[DESCRIPTION OF THE TASK] Go through the data and report each line that holds the string "LowerClassesPass".
• • •
PR #7823, opened 2024-11-15
[FIRRTL] Refactor class lowering to avoid unnecessary cloning

mikeurbach:
Simplify the class lowering logic by directly moving or cloning operations
instead of cloning the entire module body. This change:

- Removes the need to clone the entire module region
- Only clones instance operations that need to be preserved
- Directly moves property operations to the OM class
- Removes redundant block cleanup

### DIFF
--- a/lib/Dialect/FIRRTL/Transforms/LowerClasses.cpp
+++ b/lib/Dialect/FIRRTL/Transforms/LowerClasses.cpp
@@ -1151,12 +1151,17 @@ void LowerClassesPass::lowerClass(om::ClassOp classOp, FModuleLike moduleLike,
     mapping.map(inputValue, parameterValue);
   }
 
-  // Clone the property ops from the FIRRTL Class or Module to the OM Class.
-  SmallVector<Operation *> opsToErase;
-  OpBuilder builder = OpBuilder::atBlockBegin(classOp.getBodyBlock());
-  llvm::SmallVector<mlir::Location> fieldLocs;
-  llvm::SmallVector<mlir::Value> fieldValues;
-  for (auto &op : moduleLike->getRegion(0).getOps()) {
+  // Clone over the body block from the module like to the OM class. This
+  // actually lands the body into the OM class as a second block, which we then
+  // manually splice into the entry block and remove later.
+  moduleLike->getRegion(0).cloneInto(&classOp->getRegion(0),
+                                     classOp->getRegion(0).end(), mapping);
+  classBody->getOperations().splice(
+      classBody->end(), classOp->getRegion(0).back().getOperations());
+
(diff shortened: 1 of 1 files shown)


lib/Dialect/FIRRTL/Transforms/LowerClasses.cpp
```diff
@@ -1201,14 +1232,21 @@ void LowerClassesPass::lowerClass(om::ClassOp classOp, FModuleLike moduleLike,
...
-    for (auto *op : llvm::reverse(opsToErase))
-      op->erase();
+    for (auto &op :
+         llvm::make_early_inc_range(llvm::reverse(moduleLike.getOperation()
+                                                      ->getRegion(0)
+                                                      .getBlocks()
+                                                      .front()
+                                                      .getOperations())))
+      if (isPropertyOp(op) && !isa<InstanceOp>(op))
+        op.erase();
```
youngar, line 1249: Just making sure, is there anything to erase in the original module, since we're moving all the property operations?

lib/Dialect/FIRRTL/Transforms/LowerClasses.cpp
```diff
@@ -1169,28 +1170,58 @@ void LowerClassesPass::lowerClass(om::ClassOp classOp, FModuleLike moduleLike,
...
+      auto operand = newOp->getOperand(i);
+      auto it = valueMapping.find(operand);
+      if (it != valueMapping.end())
+        newOp->setOperand(i, it->second);
+    }
+
+    // Move the op into the OM class body.
+    if (needsMove)
+      newOp->moveBefore(classBody, classBody->end());
+  }
```
rwy7, line 1209: Simplification, maybe?

```suggestion
    // Clone instances and register their results to the value mapping.
    if (isa<InstanceOp>(op)) {
      newOp = op.clone();
      for (auto [oldResult, newResult] :
           llvm::zip(op.getResults(), newOp->getResults()))
        valueMapping[oldResult] = newResult;
      classBody->getOperations().insert(classBody->end(), newOp);
      continue;
    }

    // Remap operands using the value mapping.
    for (size_t i = 0; i < newOp->getNumOperands(); ++i) {
      auto operand = newOp->getOperand(i);
      auto it = valueMapping.find(operand);
      if (it != valueMapping.end())
        newOp->setOperand(i, it->second);
    }

    // Move the op into the OM class body.
    newOp->moveBefore(classBody, classBody->end());
  }
```

lib/Dialect/FIRRTL/Transforms/LowerClasses.cpp
uenoku: Good point, I think this is dead code now.

PR #7824, opened 2024-11-15
[FIRRTL] LowerClasses: drop the IR mapping

rwy7:


lib/Dialect/FIRRTL/Transforms/LowerClasses.cpp
```diff
@@ -1238,16 +1194,6 @@ void LowerClassesPass::lowerClass(om::ClassOp classOp, FModuleLike moduleLike,
   // If the module-like is a Class, it will be completely erased later.
   // Otherwise, erase just the property ports and ops.
   if (!isa<firrtl::ClassLike>(moduleLike.getOperation())) {
-    // Erase ops in use before def order, thanks to FIRRTL's SSA regions.
-    for (auto &op :
```
rwy7, line 1242: I'm not 100% if this is safe to delete, see:
https://github.com/llvm/circt/pull/7823/files#r1844569707

cc @mikeurbach @uenoku

uenoku (approved):
LG, thank you for simplifying this further!

lib/Dialect/FIRRTL/Transforms/LowerClasses.cpp
rwy7: Seems like it is safe to remove

PR #7825, opened 2024-11-15
[HandshakeToDC] Add clock and reset ports

### LINKED ISSUE #7818: [HandshakeToDC] No clk or rst inserted during lowering
I can't figure out where clock and reset inputs are added with the necessary dc dialect attributes during this lowering. Is this flow just broken?

teqdruid:
After the lowering, add clock and reset ports (with the required attributes) to all of the created modules.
• • •
[EXPECTED ANSWER]
@@ -1151,12 +1151,17 @@ void LowerClassesPass::lowerClass(om::ClassOp classOp, FModuleLike moduleLike,
@@ -1201,14 +1232,21 @@ void LowerClassesPass::lowerClass(om::ClassOp classOp, FModuleLike moduleLike,
@@ -1169,28 +1170,58 @@ void LowerClassesPass::lowerClass(om::ClassOp classOp, FModuleLike moduleLike,
@@ -1238,16 +1194,6 @@ void LowerClassesPass::lowerClass(om::ClassOp classOp, FModuleLike moduleLike,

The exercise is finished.